Segundos después, llegó otro sticker de la misma ardilla levantando un cartelito que decía “sí”.
El hombre que rara vez sonreía, ahora lo estaba haciendo con frecuencia.
¿Y comiste?
La pantalla quedó en silencio. Pasaron cinco segundos. Ocho. Doce.
Luego apareció:
“Novia ❤️ está escribiendo…”
“…borrando”
“escribiendo…”
“…borrando”
Eso le apretó el estómago.
Hasta que por fin llegó:
No, aún no.
Alex respondió inmediatamente:
Comamos juntos.
Esta vez no hubo “escribiendo…”. No hubo nada. Solo un silencio que a él le pareció demasiado largo.
Su mente empezó a trabajar sola: ¿… no quiere verme?
Estaba tan concentrado en descifrar ese silencio que casi no notó la vibración del teléfono.
Un sticker.
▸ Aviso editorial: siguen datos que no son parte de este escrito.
PR #167, opened 2017-01-29
Removed explicit capturing of "this" for lamdas

### LINKED ISSUE #166: Capturing "this" context
In the transport and connection typescript classes, you are capturing "this" explicitly but only using lamdas which will capture this for you. See [LongPollingTransport](https://github.com/aspnet/SignalR/blob/dev/src/Microsoft.AspNetCore.SignalR.Client.TS/Transports.ts#L160). Is there any reason for that? I've [committed something](https://github.com/herecydev/SignalR/commit/98bc22aed75584fff7f41e2ea2d9c6640bdec6c1) if you would like a PR?

herecydev:
Resolves #166

### DIFF
--- a/src/Microsoft.AspNetCore.SignalR.Client.TS/HubConnection.ts
+++ b/src/Microsoft.AspNetCore.SignalR.Client.TS/HubConnection.ts
@@ -24,9 +24,8 @@ export class HubConnection {
     constructor(url: string, queryString?: string) {
         this.connection = new Connection(url, queryString);
 
-        let thisHubConnection = this;
         this.connection.dataReceived = data => {
-            thisHubConnection.dataReceived(data);
+            this.dataReceived(data);
         };
 
         this.callbacks = new Map<string, (invocationDescriptor: InvocationResultDescriptor) => void>();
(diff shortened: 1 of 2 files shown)


src/Microsoft.AspNetCore.SignalR.Client.TS/HubConnection.ts
```diff
@@ -68,18 +67,16 @@ export class HubConnection {
     }
 
     invoke(methodName: string, ...args: any[]): Promise<any> {
-
-        let id = this.id;
```
davidfowl: not sure about this change, won't the promise potentially capture the wrong value for id at https://github.com/aspnet/SignalR/pull/167/files#diff-98c1bfb809ef38f16f965a508fe52526R79

herecydev: Yep, a little overzealous on the removal.

moozzyk:
Is it correct though? My understanding is that in case of event handlers `this` will be set to `event.currentTarget` and this is the reason why in all event handlers I uses the `that = this` pattern.
image

herecydev:
I'm pretty tired so forgive me if this is nonsense, but I've put together [this gist](https://gist.github.com/herecydev/294f1aedcf1bc3a58fc80652f8e68b79).

Either using this or explicitly capturing it results in the correct "this" being capture:

```js
var _this = this;
var thisHubConnection = this;
```

moozzyk:
Just noticed my mistake - in the picture above I marked `this` but this was in the Local scope and not in the closure. I need to confirm that indeed `this` works as expected in arrow functions used as event handlers and if this is the case I will merge this PR. 
(btw. I ran end-to-end TS client tests with your change and all tests passed so most likely this change is good).

moozzyk:
I think I was wrong and this should be captured just fine in event handlers.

La misma ardilla. Conduciendo una moto.
Alex soltó una pequeña risa, una que muy pocos le habían escuchado jamás. Guardó el móvil, sin tocar su comida. La dejó enfriarse mientras cada estudiante que entraba por la puerta era escaneado por su mirada, esperando verla aparecer.
Hasta que finalmente…
Ahí estaba.
Caminaba entre las mesas, buscándolo con esos ojos grandes y avellana. El cabello cobrizo se movía con ella, y los mechones morados en las puntas parecían captar toda la luz del lugar.
Ella lo encontró primero.
Alex se levantó de inmediato y le hizo una señal con la mano. Rin levantó tímidamente la suya en un saludo torpe.
Se acercó. Él, sin pensarlo mucho, separó la silla para que ella se sentara. Ella tuvo que contener el aliento al ver ese gesto tan… atento.
—Viniste —dijo él, sin quitarle la mirada.
—Sí… —Rin tragó saliva, acomodándose el mechón detrás de la oreja, nerviosa—. Es que… creo que debemos hablar.